1
SON SÖZ
Ahmet AYAZ
Gaziantep Güneş Gazetesi 1 Nisan 2020
Bu “Son Söz” yazımı devlet yetkililerinin baştan
sona okumalarını istiyorum. Belki ülkeme faydalı olurum diye çaba harcıyorum.
Ben bir şairim. Şairlerde akıl olmaz. Herkes cebini doldurmaya çalışırken,
şairler vatan. millet sevdasına düşer,ve
olumsuzluklar karşısında yanar tutuşurlar. İşte ben de onlardan birisiyim.
Bu ülkemizde, bu
nasıl bir savurganlık? Bir türlü anlayamadım. Bir arkadaşımızın facebook
sayfasına attığı aşağıdaki tabloya bakınca, çok düşündüm ve üzüldüm. Biz bu
kadar güçlü müyüz? Hayır güçlü değiliz, ancak lükse düşkünüz diye düşünüyorum.
Lütfen bakınız şu aşağıdaki tabloya.
Devlet Başkanımız, bakanlarımız ve siyasi partilerimizin genel başkanları da
bir göz atsınlar. Bizim ile Avrupa devletlerinin durumlarını bir mukayese
etsinler. Düşünsünler, savurganlığı önlemek için tedbir alsınlar diyorum. Ama
tedbir almazlar. Mebus sayısı 451 idi, 551 yaptılar. Bununla da yetinmeyip 651
yaptılar. İçlerinden birileri mebus
sayısı 1000 olsun diye meclise teklif getirecek olsa, hemen hemen hepsi
parmak kaldırırlar. Çünkü gelecekte seçilme şansları artacaktır. Menfaatçılık,
devlet kesesinden lüks yaşama zevki kanımıza sinmiş. İş adamlarımız,
sanatçılarımız devlete yardımcı olurlarda, acaba vekillerimizin içinde bir
maaşını devlet bütçesine bağışta bulunan olur mu? Bilemiyorum. Eğer var
ise, buradan sesimi duysunlar
diyorum. Nerede bulacaksınız?
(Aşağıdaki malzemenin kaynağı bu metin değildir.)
PR #222, opened 2026-09-14
Fix `cases_small.csv` and merge it with `cases_test.csv`

wesleyjcole:
## Summary
Per #218, ReEDS crashes when running with `cases_small.csv`, triggered by disabling offshore wind (GSw_OfsWind=0).  That happens because an offshore wind file is expected in two separate place, but is produced in neither when the switch is off.  This fix write empty files when the switch is off so that the model can complete successfully.

This PR also merges `cases_small.csv` into `cases_test.csv` so that the small test case will be monitored with the rest of our tests.

### Known incompatibilities
@muneezus said that `cases_small.csv` does not work with the GAMS community license, so we should probably look into that at some point.  My test case in the verification section had less than 5,000 rows and columns, but I did not test it against a community license.

I verified that `cases_small.csv` works after the fix--it did not work before, so there is no diff to provide.

`cases_small.csv` output report: [report.zip](https://github.com/user-attachments/files/32132828/report.zip)

A Pacific test run with default settings shows exactly no change:  [report.zip](https://github.com/user-attachments/files/32199309/report.zip).

### Details to double-check

Yes. Claude Code (Opus 5) was used to diagnose both failures from the `gamslog.txt` files of two failed `cases_small` runs, trace each to its root cause, and propose and apply the fixes. It also verified each fix by re-running the individual failing preprocessing step against the corresponding run directory and inspecting the resulting `inputs_case/` files.

### DIFF
--- a/reeds/input_processing/recf.py
+++ b/reeds/input_processing/recf.py
@@ -362,7 +362,11 @@ def main(reeds_path, inputs_case):
     lookup['i'] = lookup.ragg.map(lambda x: x.rsplit('|',1)[0])
 
     ### Offshore Wind
-    if int(sw['GSw_OfsWind']) != 0:
+    # If offshore wind is turned off, create an empty dataframe with the same
+    # index as onshore wind
+    if int(sw['GSw_OfsWind']) == 0:
+        df_windofs = pd.DataFrame(index=df_windons.index)
+    else:
         df_windofs = calculate_class_region_cf_hourly(
             inputs_case,
             'wind-ofs',
--- a/reeds/input_processing/writesupplycurves.py
+++ b/reeds/input_processing/writesupplycurves.py
@@ -293,11 +293,22 @@ def main(
     alloutcap_list.append(windcap)
 
     if write:
-        ## Exogenous wind capacity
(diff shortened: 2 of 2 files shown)


patrickbrown4:
Can we move the `cases_small.csv` case into `cases_test.csv` and then delete `cases_small.csv`? We run the full `cases_test.csv` for big PRs, so that would help us keep this case working.

wesleyjcole:
> Can we move the `cases_small.csv` case into `cases_test.csv` and then delete `cases_small.csv`? We run the full `cases_test.csv` for big PRs, so that would help us keep this case working.

Good idea.  Yes, I'll do that.

kennedy-mindermann (approved):
One suggestion: I think `ND_small` would fit better right after `USA_decarb` and before the `github_*` scenarios. That keeps it with the core cases and makes it easier for new users to find.

wesleyjcole:
> One suggestion: I think `ND_small` would fit better right after `USA_decarb` and before the `github_*` scenarios. That keeps it with the core cases and makes it easier for new users to find.

I put it at the end because it has so many switches that are not used by any other case, so it keeps all of those switches at the bottom of the file.  Any preference for which of these cosmetic outcomes is better (single-use switches at the bottom of the file or ND_small next to more of the core cases)?

PR #228, opened 2026-09-16
Collapse `wind-ons_1..10` to `wind-ons`

wesleyjcole:
## Summary
(Note: this PR is to be merged into wjc/dev/separate_class and not into main)

This PR (finally!) collapses the wind-ons_1*10 techs into wind-ons.  This is the first PR in #185 that shrinks `i`, and is 6d in the PR list [here](https://github.com/ReEDS-Model/ReEDS/issues/185#issuecomment-5427027139).

Not that this PR builds on `wjc/collapse_class`, which should be merged first.  For a comparison against that branch, see this [diff](https://github.com/ReEDS-Model/ReEDS/compare/wjc/collapse_class...wjc/collapse_class_windons).

### Implementation notes 
`wind-ons_1` through `wind-ons_10` are no longer valid techs in ReEDS, which required a collapse of the technology name in the relevant input files.

This PR also adds a new set `i_multiclass(i)` to capture technologies that map to more than one class.

I also added a `valinv_class(i,c,v,r,t)` because `valcap_class` is not tight enough for the class-level investment decisions.

Reported parameters indexed by `i` but not `c` (e.g. `gen_ivrt`, `gen_h`, `cap_firm`) no longer have reported values by class for the wind techs, because those have been collapsed.

### Additional changes
I added a filter to the output curtailment calculation of 1e-6 because there is floating point noise in there that bloats the `curt_h` output.

- `GSw_OnsWind6to10=0` is now a class ban (`bannew_class`) on what was the wind techs. Classes 6-10 can still be built in regions and vintages where they have prescribed capacity even when the switch is truned on.

### Issues resolved 
Partially addresses #185.

The USA_defaults case shows basiclaly no change in capacity:

image

And only a shifting of generation between zero marginal cost resources:

image

Model size is meaningfully reduced:

image

Runtime is likewise reduce by over an hour (16%):

image

Total system cost is different by 1e-6, and `z_rep` matches every year within 7e-7.

Reported system cost is slightly higher because before this change, initial wind capacity was all mapped to wind-ons_1 for cost data, with a fallback to the national average when that mapping didn't exist.  Since many regions didn't have wind-ons_1, the national average was used for most existing wind.  The new method now maps directly to each class, which leads to a higher cost for the existing wind plants and carries forward into the reported system cost.

image

Full compare report is here: [results-ClassCollapse,Wind-onsCollapse.pptx](https://github.com/user-attachments/files/32299683/results-ClassCollapse.Wind-onsCollapse.pptx).

### Details to double-check

Yes. I used Claude Code (Claude Opus 5) to sweep the code for class-suffixed names and one-class-per-tech assumptions, and then to implement the code changes made in this PR.  I also used it to help me compare the USA_defaults runs before and after the change.


inputs/degradation/degradation_annual_default.csv
```diff
@@ -1,6 +1,6 @@
 distpv,0.007
 upv_1*upv_10,0.007
-wind-ons_1*wind-ons_10,0.0027
+wind-ons,0.0027
```
cavraam, line 3: ** chef's kiss ** very satisfying to remove the duplicate data here and in the .csv's below

inputs/sets/i_c.csv
cavraam, line 1: Do we need to add this manually, or is it created from the underlying capacity data?

reeds/core/setup/b_inputs.gms
```diff
@@ -513,12 +513,10 @@ if(Sw_OfsWind = 0,
   ban(i)$i_subsets(i,'ofswind') = yes ;
 ) ;
 
+set bannew_class(i,c) "resource classes banned from creating new capacity, except where the class has prescribed capacity" ;
```
cavraam, line 516: Curious why we do this? Also, would it make sense to make this a little more flexible, i.e., user-defined?

reeds/core/setup/b_inputs.gms
```diff
@@ -4957,6 +4953,26 @@ valinv(i,v,r,t)$[not valcap(i,v,r,t)] = no ;
 
 * Valid capacity by resource class
 valcap_class(i,c,v,r,t)$[i_c(i,c)$valcap(i,v,r,t)] = yes ;
+* For technologies with several classes, a class needs existing capacity (init vintages),
```
cavraam, line 4956: no strong feelings here; wondering if it makes sense to define i_multiclass closer to here (where it's being used) v/s all the way up (where it can get calculated). No preference either way.

reeds/core/setup/c_model.gms
```diff
@@ -699,8 +699,8 @@ eq_cap_new_noret(i,c,v,r,t)$[valcap_class(i,c,v,r,t)$tmodel(t)$newv(v)$(not upgr
     sum{tt$[inv_cond(i,v,r,t,tt)$(tmodel(tt) or tfix(tt))$valcap(i,v,r,tt)],
               degrade(i,tt,t) * (INV(i,v,r,tt)$(not cf_tech(i))
                                  + sum{rscbin$m_rscfeas(r,i,c,rscbin),
-                                       INV_RSC(i,c,v,r,rscbin,tt) }$cf_tech(i)
-                                 + INV_REFURB(i,c,v,r,tt)$[refurbtech(i)$Sw_Refurb])
+                                       INV_RSC(i,c,v,r,rscbin,tt) }$[cf_tech(i)$valinv_class(i,c,v,r,tt)]
```
cavraam, line 702: good catch with valinv_class(i,c,v,r,t)

reeds/core/setup/c_model.gms
```diff
@@ -2838,7 +2838,7 @@ eq_RPS_OFSWind(st,t)$[tmodel(t)$stfeas(st)$offshore_cap_req(st,t)$Sw_StateRPS
 
 * investments over time
     + sum{(i,v,r,tt)$[r_st(r,st)$ofswind(i)$inv_cond(i,v,r,t,tt)$(tmodel(tt) or tfix(tt))],
-          INV(i,v,r,tt) + sum{c$i_c(i,c), INV_REFURB(i,c,v,r,tt) }$[refurbtech(i)$Sw_Refurb] }
+          INV(i,v,r,tt) + sum{c$valinv_class(i,c,v,r,tt), INV_REFURB(i,c,v,r,tt) }$[refurbtech(i)$Sw_Refurb] }
```
cavraam, line 2841: I really like how neat these look with valinv_class

reeds/core/terminus/report.gms
```diff
@@ -797,6 +797,7 @@ curt_h(r,h,t)$tmodel_new(t) =
     - sum{(ortype,i,v)$[Sw_OpRes$opres_h(h)$reserve_frac(i,ortype)$valgen(i,v,r,t)$vre(i)],
           OPRES.l(ortype,i,v,r,h,t) }
 ;
+curt_h(r,h,t)$[abs(curt_h(r,h,t)) < 1e-6] = 0 ;
```
cavraam, line 801: might want to add a comment above to highlight that this is happening? I can't imagine this making a difference in any analysis, but good to have one more flag in the model

reeds/input_processing/recf.py
```diff
@@ -295,7 +295,15 @@ def check_missing_class_resource(existing_techs, resources):
         raise ValueError(err)
     else:
         print('All capacities and resources are matched.')
-            
+
+
+def label_class_region(tech, columns, collapsed):
```
cavraam, line 300: not super savvy in the way pre-processing scripts are organized, but this function seems like a good fit for io.py or reeds/tech.py I think...

cavraam (approved):
This PR is **very** exciting! 
- The change in the objective function is negligible and explainable by the wind-ons cost assignment.
- It is wonderful to see runtimes go down. I would be curious to test the runtime reduction for a wider range of scenarios (e.g., zero-carbon, HOG/LOG) when we're closer to merging into main.
- No major concerns; minor comments attached.

reeds/core/setup/b_inputs.gms
wesleyjcole: It's used for making model instances that are small enough to work with the GAMS community license.  Patrick [recommended ](https://github.com/ReEDS-Model/ReEDS/issues/185#issuecomment-5427434775) we make this user-defined, and my plan is to do that after we finish collapsing the classes as I think that will make it easier.

inputs/sets/i_c.csv
wesleyjcole: We create this ourselves and then use it to map capacity data.

reeds/core/setup/b_inputs.gms
wesleyjcole: I prefer defining it up higher so that if it is used in earlier code it won't need to be moved up.

reeds/core/terminus/report.gms
wesleyjcole: Good call.  Adding a comment.

reeds/input_processing/recf.py
wesleyjcole: Nothing else is using this currently, though I think this is part of what will need evaluated when things are done.  If we are able to collapse all techs with classes many of these will go away and then it won't matter.

PR #229, opened 2026-09-17
Add new CT fips to county2zone.csv

grantbuster:
## Technical details 
It seems like counties in CT have updated their FIPS codes. These new rows in the county mapping table will allow you to join to the counties shape file from the census bureau. 

More details: 
https://developer.ap.org/ap-elections-api/docs/CT_FIPS_Codes_forPlanningRegions.htm

I verified that these FIPS codes do not appear elsewhere in the mapping table. 

### Details to double-check

- [x] Charge code provided to reviewers: GMLC 12765 07.01.03

No. 

@louisaserpe edits to county mappings, you may be poc?


louisaserpe (commented):
I believe these are the legacy FIPS codes, are you wanting to include them here in addition to the new 9 planning region FIPS codes? 

Can you point me to the shapefile that the old FIPS code are compatible with?

patrickbrown4 (changes requested):
I'm not sure which are current, but I forgot the FIPS codes over time! Some notes for when they change (more specifically, when we choose to update to reflect a change):
- [ ] Every `inpus/zones/{GSw_ZoneSet}/county2zone.csv` file needs to be updated, not just `inputs/zones/z90`
- [ ] The relevant entries in all the `inpus/zones/{GSw_ZoneSet}/zonehash.csv` files also need to be updated (the zonehashes are explained in https://github.nrel.gov/ReEDS/ReEDS-2.0/pull/2003)
- [ ] The relevant entries in `inputs/transmission/itl_NARIS.csv` (existing transmission capabilities) need to be updated. It's probably easiest just to rerun the affected interfaces for all the supported `GSw_ZoneSet`s and add them to the table rather than trying to update in place.

jvcarag:
Apologies for the confusion here: I had accidentally shared the 2018 US county-level shapefile with @grantbuster by linking to [this line in reeds/spatial.py](https://github.com/ReEDS-Model/ReEDS/blob/d3cc885ed47b06334826b330b55ae744ee160496/reeds/spatial.py#L61), instead of the line directly below it that points to the 2022 shapefile with the updated CT FIPS codes. 

Closing this PR since the updated CT FIPS codes are already defined in the model, and the ones added by this PR are for the legacy CT regions.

Eski Maliye Bakanımız rahmetli Adnan Kahveci
gibilerini. Bakınız Cumhurbaşkanımız Recep Tayyip Erdoğan 7 maaşını, Devlet
Bahçeli 5 maaşını nasıl bağışladılar.
Hadi vekillerimizi de görelim.
Galiba sözü biraz fazla uzattım, şimdi asıl konuya gelelim.
Dünya devletleri
arasında, makam Araçları sayıları şöyle sıralanıyor. Fransa 9 Bin. Japonya 10
Bin. Almanya 11 Bin. Türkiye 125 Bin. Biz bu kadar büyük müyüz? Bu kadar güçlü
bir devlet miyiz? Bu makam araçlarının arttırılmasına Turgut ÖZAL öncülük
etmişti. Kendisini rahmet ile anmak, içimden gelmiyor. Devlet bütçesine
bıraktığı kamburları asırlar bile
temizleyemez.
Ben sağlık
kuruluşlarında memur iken, Gaziantep Sağlık Müdürlüğünde bir eski jip vardı. Bu
jip Sağlık Müdürünün sağlık hizmetlerinde kullandığı bir araçtı. Bazen saha
teknisyenleri köylere nüfus planlama için gittiklerinde kullanılırdı. Bazı
zaman da köylere veya okullara aşı için gittiklerinde sağlık memurları
kullanırdı. Turgut ÖZAL Başbakan olunca Gaziantep Sağlık Müdürlüğüne 6 tane şube
müdürlüğü açtı. Bu şube müdürlerinin her birisine bir makam şoförü ve bir de sıfır
araç tahsis etti. Ayrıca bu devlet büyüktür, her şeye gücü yeter dedi. Kaynak
nereden geliyor?. Kenan
Evren Paşa meclisi fesh ettiğinde
Senetörlerin maaşları 451 milletvekillerinin maaşları 4 yıl bütçede birikti. Ayrıca iş adamlarımız
devlet bütçesine yardım yapmışlardı. Aklıma çok iyi geliyor. Benim maaşım 3240
TL iken SANKO HOLDİNG Devlet
Bütçesine bir milyar yardım etmişti.
Hacı Sani KONUKOĞLU ışıklar içinde uyusun diyorum. Devlet Bütçesine Kenan Evren
Paşanın biriktirdiği bu paralar ile Turgut ÖZAL pehlivanlık yaparak göz boyadı,
ve bu savurganlığı yaptı. Ayrıca arkasında bıraktığı pislikleri burada tek tek
saymak çok zor. Bu pislikleri yukarıda
da dediğim gibi, asırlar temizleyemez. Bu sayacaklarımın hepsi devlet bütçesine
kaldırılması çok çok zor olan birer kamburdur.
Bunlar ile kalmayıp
her seçtiklerimiz Devlet Bütçesine birer kambur getirmeye devam etmektedirler.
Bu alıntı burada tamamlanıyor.